DATA START

PR #5721, opened 2026-08-01
fix: close all script steps in ScriptExecutionPlan.close() instead of relying on lastStep chain (#5720)

### LINKED ISSUE #5720: A script that hits RETURN or BREAK never closes the execution plans of the statements before it
## Problem

A batch script that hits a `RETURN` or a `BREAK` never releases the execution plans of the statements that ran before it.

`ScriptExecutionPlan.close()` closes a single step:

```java
@Override
public void close() {
  lastStep.close();
}
```

That works because the script lines are chained through `prev`, so closing the tail cascades over the whole chain. But `executeUntilReturn()` can replace `lastStep` with a step that is not part of that chain:

```java
final ExecutionStepInternal returnStep = step.executeUntilReturn(context);
if (returnStep != null) {
  lastStep = returnStep;      // a fresh ReturnStep
  return lastStep;
}
...
if (lastResult == BreakStatement.BREAK_RESULTSET) {
  lastStep = new BreakStep(context);   // a fresh BreakStep
  return lastStep;
}
```

`ScriptLineStep.executeUntilReturn()` builds `new ReturnStep(statement, context)`, and the break path builds `new BreakStep(context)`. Neither constructor calls `setPrevious(...)`, and neither class overrides `close()`, so `AbstractExecutionStep.close()` finds `prev == null` and returns immediately.

The result: every `ScriptLineStep` in `steps`, and every `InternalExecutionPlan` it holds, is dropped without `close()` ever being called on it. `doExecute()` has the same break-path reassignment.

## Impact

A resource-release gap rather than a crash: whatever the per-statement plans hold (result sets, index cursors, iterators) is left to the garbage collector instead of being released deterministically. It scales with the number of statements executed before the `RETURN`/`BREAK`, so a large script that returns early leaks the most.

## Not a regression

This predates #5709. Those steps have no `prev` chain, so they cannot overflow the stack, and #5709's iterative walk neither causes nor fixes this. Found while reviewing that PR.

## Suggested direction

Have `ScriptExecutionPlan.close()` release the `steps` list itself rather than relying on `lastStep` being the chain tail, and close `lastStep` separately when it is not one of them. Note that after #5709 the script lines are walked iteratively, so any fix here should stay iterative too - a large script must not reintroduce the deep recursion.

waterWang:
## Description

Fixes #5720

### Problem

`ScriptExecutionPlan.close()` relied on `lastStep` being the tail of the `prev` chain:

```java
@Override
public void close() {
    lastStep.close();
}
```

When `ScriptExecutionPlan.executeUntilReturn()` hits a `RETURN` or `BREAK`, it replaces `lastStep` with a new `ReturnStep` or `BreakStep` that has no `prev` link:

```java
// RETURN path
lastStep = returnStep;  // a fresh ReturnStep with no prev

// BREAK path  
lastStep = new BreakStep(context);  // a fresh BreakStep with no prev
```

`ReturnStep` and `BreakStep` don't override `close()`, so `AbstractExecutionStep.close()` finds `prev == null` and returns immediately. The actual `ScriptLineStep` plans in the `steps` list are never closed, leaking result sets, index cursors, and iterators.

### Fix

Close `steps.getLast()` (which walks the entire `prev` chain over all `ScriptLineStep`s), then clear the `steps` list. This ensures all script line plans are closed regardless of whether `lastStep` was replaced by a step outside the chain.

```java
@Override
public void close() {
    if (!steps.isEmpty()) {
        steps.getLast().close();
    }
    steps.clear();
}
```

### Verification

- `ScriptLineStep.close()` calls `plan.close()` then `super.close()` (which walks `prev`)
- Closing `steps.getLast()` walks the entire `prev` chain, closing every `ScriptLineStep` plan exactly once
- `ReturnStep` and `BreakStep` have no `prev` and no resources — their `close()` is a no-op
- The fix stays iterative (no recursion), consistent with the #5709 pattern

### DIFF
--- a/engine/src/main/java/com/arcadedb/query/sql/executor/ScriptExecutionPlan.java
+++ b/engine/src/main/java/com/arcadedb/query/sql/executor/ScriptExecutionPlan.java
@@ -58,7 +58,14 @@ public class ScriptExecutionPlan implements InternalExecutionPlan {
 
   @Override
   public void close() {
-    lastStep.close();
+    // Close all steps via the list instead of relying on lastStep's prev chain,
+    // because executeUntilReturn() can replace lastStep with a ReturnStep or
+    // BreakStep that is outside the chain (no prev link). Closing the last
+    // ScriptLineStep in the list walks the entire prev chain and closes all plans.
+    if (!steps.isEmpty()) {
+      steps.getLast().close();
+    }
+    steps.clear();
   }
 
   @Override


robfrank:
Sorry, I didn't see this and I merged https://github.com/ArcadeData/arcadedb/pull/5738

PR #5722, opened 2026-08-01
fix: close ScriptLineStep chain iteratively to prevent StackOverflow on large batch scripts

### LINKED ISSUE #5708: SQL batch script: closing the execution plan recurses one frame per statement, so a large import dies with StackOverflowError

waterWang:
## Problem

Importing data with a large SQL batch script fails with a `StackOverflowError` once the command finishes:

The statements themselves execute fine — the failure happens while releasing the execution plan.

## Root cause

`SQLScriptQueryEngine.executeInternal()` builds one `ScriptLineStep` per statement and links them into a `prev` chain. Closing the plan calls `ScriptLineStep.close()` → `super.close()` → `AbstractExecutionStep.close()` → `prev.close()`, creating a recursive unwinding that is about two stack frames per statement. A script of a few thousand statements exhausts the stack.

DATA END

### WHAT IS BEING ASKED
Wherever the word "which" turns up in a line of the entries above, copy that line.

### ANSWER AREA
Close `steps.getLast()` (which walks the entire `prev` chain over all `ScriptLineStep`s), then clear the `steps` list. This ensures all script line plans are closed regardless of whether `lastStep` was replaced by a step outside the chain.
- `ScriptLineStep.close()` calls `plan.close()` then `super.close()` (which walks `prev`)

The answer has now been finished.